Bajo el mandato de Porfirio Díaz existieron proyectos para promover el cultivo de la vid en todos los estados de la República. Así mismo, la llegada del ferrocarril en 1890, permitió que los vinos fueran transportados bajo refrigeración y se logró llevar uvas a estados donde no se cultivaban. Durante esta época, la ciudad de Parras, ubicada en Coahuila, se consolida como el centro vitivinícola más importante del país, aunque su principal producto era el aguardiente y no el vino; a pesar de esto, los vinos mexicanos estaban bien posicionados en el mercado nacional, en Texas y Nuevo México.

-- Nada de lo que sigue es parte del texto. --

PR #1451, opened 2024-05-16
refactor: move UserRepository to WireSyncEngine

johnxnguyen:
### Issue

We're now starting to refactor code and introduce repositories as objects that aggregate remote and local datasources. Currently we have an existing `UserRepository` which was defined in WireDataModel and used in WireRequestStrategy, but we actually want to have the repository in the sync engine so it can depend on a future `UsersAPI` from the WireAPI module. This PR moves the `UserRepository` as well as few objects that depend on it to WireSyncEngine.

---

### Checklist


typfel:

Durante la Revolución Mexicana, en 1910, se abandonaron los viñedos, debido a los asaltos a las haciendas y la falta de personal para atender las plantaciones. Posteriormente, la inestabilidad en el gobierno mexicano no motivó el desarrollo de la vitivinicultura en el país. No fue hasta 1939 que se recupera el sector y la superficie total de viñedos en el país alcanza las 15,000 hectáreas.
En los años cuarenta, las políticas proteccionistas de Lázaro Cárdenas fomentaron la llegada de grandes productores internacionales, que trajeron capital y tecnología para impulsar la industria vitivinícola local. No obstante, en la década de los ochenta, la firma de un acuerdo comercial permitió la reducción de aranceles y el ingreso masivo de vinos y licores extranjeros, lo cual volvió a afectar la industria nacional. Finalmente, la crisis económica de 1994 dejó a muchos productores al borde del colapso, forzándolos a detener su producción y tratar de sobrevivir cultivando otros alimentos. Para 1996, solo siete bodegas permanecían activas en todo el país.

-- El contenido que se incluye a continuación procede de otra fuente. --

PR #1482, opened 2024-05-23
refactor: add conversations api [WPB-8696]

markusfassbender:
<table>
<td>
  </td></table>
  <br />
 

### Issue

Introduces `WireAPI/ConversationsAPI` to access the conversations via the new api.

It adds a single func `getConversationIdentifiers()` with unit tests, but more will follow in new pull requests.

### Testing

- Run unit tests
- Not used in production code yet

---

### Checklist


WireAPI/Sources/WireAPI/APIs/ConversationsAPI/ConversationsAPIV0.swift
```diff
@@ -0,0 +1,88 @@
...
+        case hasMore = "has_more"
+    }
+
+    let conversationUUIDs: [UUID]
+    let pagingState: String
+    let hasMore: Bool
+
+    func toAPIModel() -> PayloadPager<QualifiedID>.Page {
+        let qualifiedIDs = conversationUUIDs.map {
+            QualifiedID(uuid: $0, domain: "")
```
markusfassbender: Does this work with backend to map domain to empty string?

WireAPI/Sources/WireAPI/APIs/ConversationsAPI/ConversationsAPIBuilder.swift
```diff
@@ -0,0 +1,56 @@
...
+    private let httpClient: any HTTPClient
+
+    /// Create a new builder for the conversations API.
+    ///
+    /// - Parameter httpClient: A http client.
+    public init(httpClient: any HTTPClient) {
+        self.httpClient = httpClient
+    }
+
+    /// Make a versioned`ConnectionsAPI`.
```
netbe:
```suggestion
    /// Make a versioned`ConversationsAPI`.
```

WireAPI/Sources/WireAPI/APIs/ConversationsAPI/ConversationsAPIBuilder.swift
```diff
@@ -0,0 +1,56 @@
...
+    ///
+    /// - Parameter version: An api version.
+    /// - Returns: A versioned `ConnectionsAPI`.
```
netbe:
```suggestion
    /// - Returns: A versioned `ConversationsAPI`.
```

WireAPI/Sources/WireAPI/APIs/ConversationsAPI/ConversationsAPIV0.swift
netbe: maybe better map to BackendInfo.domain

netbe: It's more with what we store than backend, we would need to check for empty string

johnxnguyen (approved):
Looks good, nice work

WireAPI/Sources/WireAPI/APIs/ConversationsAPI/ConversationsAPIV0.swift
markusfassbender: Starting to work on this I got into trouble with `APIBuilder` and other things arounds.. here is a suggestion to discuss in a stacked PR:
https://github.com/wireapp/wire-ios/pull/1512/files

WireAPI/Sources/WireAPI/APIs/ConversationsAPI/ConversationsAPIError.swift
```diff
@@ -0,0 +1,27 @@
...
+//
+// You should have received a copy of the GNU General Public License
+// along with this program. If not, see http://www.gnu.org/licenses/.
+//
+
+/// Errors originating from `ConversationsAPI`.
+
+public enum ConversationsAPIError: Error {
+
+    /// Invalid body
```
johnxnguyen: This comment should be updated.

johnxnguyen (approved):
Still looks good 👍🏻

WireAPI/Sources/WireAPI/APIs/ConversationsAPI/ConversationsAPIError.swift
markusfassbender: Good point, will do so in the follow up PR and merge now as it passed all tests and is ready. thanks

WireAPI/Sources/WireAPI/APIs/ConversationsAPI/ConversationsAPI.swift
```diff
@@ -0,0 +1,29 @@
...
+import Foundation
+
+/// Access to conversations API.
+public protocol ConversationsAPI {
+
+    /// Fetch all conversation identifiers in batches for ``APIVersion`` v0.
+    func getLegacyConversationIdentifiers() async throws -> PayloadPager<UUID>
+
+    /// Fetch all conversation identifiers in batches available from ``APIVersion`` v1.
+    func getConversationIdentifiers() async throws -> PayloadPager<QualifiedID>
```
netbe, line 28: I think we need a comment here to remember why we ended up with a two methods for same need.

Normally we would have one method that abstract the api version away.

WireAPI/Sources/WireAPI/APIs/ConversationsAPI/ConversationsAPIV0.swift
```diff
@@ -0,0 +1,90 @@
...
+
+    let httpClient: HTTPClient
+
+    // MARK: - Initialize
+
+    init(httpClient: HTTPClient) {
+        self.httpClient = httpClient
+    }
+
+    func getLegacyConversationIdentifiers() async throws -> PayloadPager<UUID> {
```
netbe, line 41:
```suggestion
    public func getLegacyConversationIdentifiers() async throws -> PayloadPager<UUID> {
```
isn't it missing the visibility?

WireAPI/Sources/WireAPI/APIs/ConversationsAPI/ConversationsAPIV0.swift
```diff
@@ -0,0 +1,90 @@
...
+// along with this program. If not, see http://www.gnu.org/licenses/.
+//
+
+import Foundation
+
+class ConversationsAPIV0: ConversationsAPI, VersionedAPI {
+
+    // MARK: - Constants
+
+    enum Constant {
```
netbe:
```suggestion
    private enum Constants {
```
nitpic: but what we stick with plural or singular on ConnectionsAPI it's plural and private

WireAPI/Sources/WireAPI/APIs/ConversationsAPI/ConversationsAPI.swift
markusfassbender: Okay, I can add a comment in the implementation that mapping was a problem, but I think here for the caller it's clear how to use the API object, isn't it?

WireAPI/Sources/WireAPI/APIs/ConversationsAPI/ConversationsAPIV2.swift
```diff
@@ -18,10 +18,6 @@
...
 
-public protocol APIBuilder {
-    associatedtype API
-
-    init(httpClient: any HTTPClient)
-
-    func makeAPI(for version: APIVersion) -> API
+class ConversationsAPIV2: ConversationsAPIV1 {
+    override var apiVersion: APIVersion { .v2 }
 }
```
netbe, line 23: was the only need of this to make it work on snaphot tests?

WireAPI/Sources/WireAPI/APIs/ConversationsAPI/ConversationsAPI.swift
markusfassbender: Normally yes, but we have different return types that can not be simply mapped to each other... and passing the backend version was an egg dance... as you can see in the last commits. So I would prefer to keep it up to the caller now how to process the results, ok?

WireAPI/Sources/WireAPI/APIs/ConversationsAPI/ConversationsAPIV0.swift
markusfassbender: good point, but I think it doesn't need to be `public` because the whole `ConversationsAPI0` isn't. the outer caller just uses the `ConversationsAPIBuilder` and sees the protocol.

WireAPI/Sources/WireAPI/APIs/ConversationsAPI/ConversationsAPIV0.swift
markusfassbender: Me personally prefer singular when you use it it's `Constant.batchSize`. But I can change it to plural again. It can't be private, because `ConversationsAPIV1` uses the constants too.

WireAPI/Sources/WireAPI/APIs/ConversationsAPI/ConversationsAPIV2.swift
markusfassbender: I thought the pattern is like this, that we create one class for every version? cc @typfel 
From my point of view we can remove all classes, that didn't make any changes...
e.g. if you have changes in V6 it can be `ConversationsAPIV6: ConversationsAPIV1` and the `ConversationsAPIBuilder` takes care of the right instantiation?

WireAPI/Sources/WireAPI/APIs/ConversationsAPI/ConversationsAPIError.swift
markusfassbender: done here

WireAPI/Sources/WireAPI/APIs/ConversationsAPI/ConversationsAPI.swift
netbe: yes make sense, my point was more about the why, adding a comment in the implementation sounds good :)

markusfassbender: 0c74973272eb45186bfbdf666a262354cdebfecd

agisilaos (approved):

Es evidente que el sector vitivinícola mexicano ha pasado por muchas adversidades a lo largo del tiempo. Sin embargo, gracias a la dedicación y esfuerzo de los bodegueros, enólogos, instituciones y entusiastas que nunca han dejado de creer en el vino mexicano, la vitivinicultura ha resurgido con fuerza en el país. Actualmente, el vino se cultiva en 14 estados de México y los productores han logrado posicionar en el mercado sus bodegas con vinos de gran calidad que ganan numerosos premios internacionales.

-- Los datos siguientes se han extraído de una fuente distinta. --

PR #1487, opened 2024-05-24
fix: duplicate link notifications - WPB-9417

netbe:
<table>
<td>
  <a href="https://wearezeta.atlassian.net/browse/WPB-9417" title="WPB-9417" target="_blank">BugWPB-9417</a>  Notification containing a link is displayed twice
  </td></table>
  <br />
 

### Issue

When sending message with a link, the receiver on iOS will get two notifications. This seems to happen because we get two updateEvents for the same message id: one for the message and one that contains the link preview.

Solution

Filter notifications that come from the same message id.

### Testing

- [x] tried to send message with a link, it should display only 1 notifiaction with the link - not 2 same notifications nor 1 *grouped* notification  

---

### Checklist


johnxnguyen (commented):
Can we check the contents of the decoded protobuf messages of the text and the link preview? I think we can filter out at a more appropriate step.

wire-ios/Wire Notification Service Extension/LegacyNotificationService.swift
```diff
@@ -141,6 +143,19 @@ public final class LegacyNotificationService: UNNotificationServiceExtension, No
         contentHandler(content)
     }
 
+    private func removeNotification(withSameMessageId messageNonce: UUID?) {
```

Citando a Hugo D´Acosta, renombrado enólogo del Valle de Guadalupe en Baja California: “En pleno siglo XXI, el vino mexicano es un claro representante de nuestro mosaico cultural. Es pues, la actividad que envuelve a la vitivinicultura la que expresa en mucho el país actual: contemporáneo, moderno, de propuesta, de empuje. Con nuestros vinos en la mesa se enriquece y diversifica la gama enológica y gastronómica mundial: aportan frescura, variedad y origen. Los vinos nacionales son por su “sazón”, un producto que suma a la oferta de sabores.”
Variedades
Conoce las variedades
México es un auténtico popurrí de variedades vinícolas, donde convergen, principalmente, cepas francesas, españolas e italianas. Los vinos de mezcla son populares, aunque no suelen seguir las tradiciones europeas, lo que da lugar a propuestas originales y distintivas.
Las principales variedades tintas que se cultivan en el país incluyen Cabernet Sauvignon, Merlot, Nebbiolo, Zinfandel y Tempranillo. En cuanto a las uvas blancas, destacan la Chardonnay, Chenin Blanc, Colombard y Semillón. Sin embargo, es importante señalar que la diversidad de climas y suelos en las diferentes regiones, así como los estilos particulares de cada bodega, hacen que las expresiones de estas variedades cambien notablemente. Esto genera una oferta amplia que resulta difícil de clasificar, pero que promete siempre algo nuevo por descubrir.
Uvas Tintas
Las principales variedades tintas que se cultivan en el país incluyen Cabernet Sauvignon, Merlot, Nebbiolo, Zinfandel y Tempranillo.
Uvas Blancas
En cuanto a las uvas blancas, destacan la Chardonnay, Chenin Blanc, Colombard y Semillón.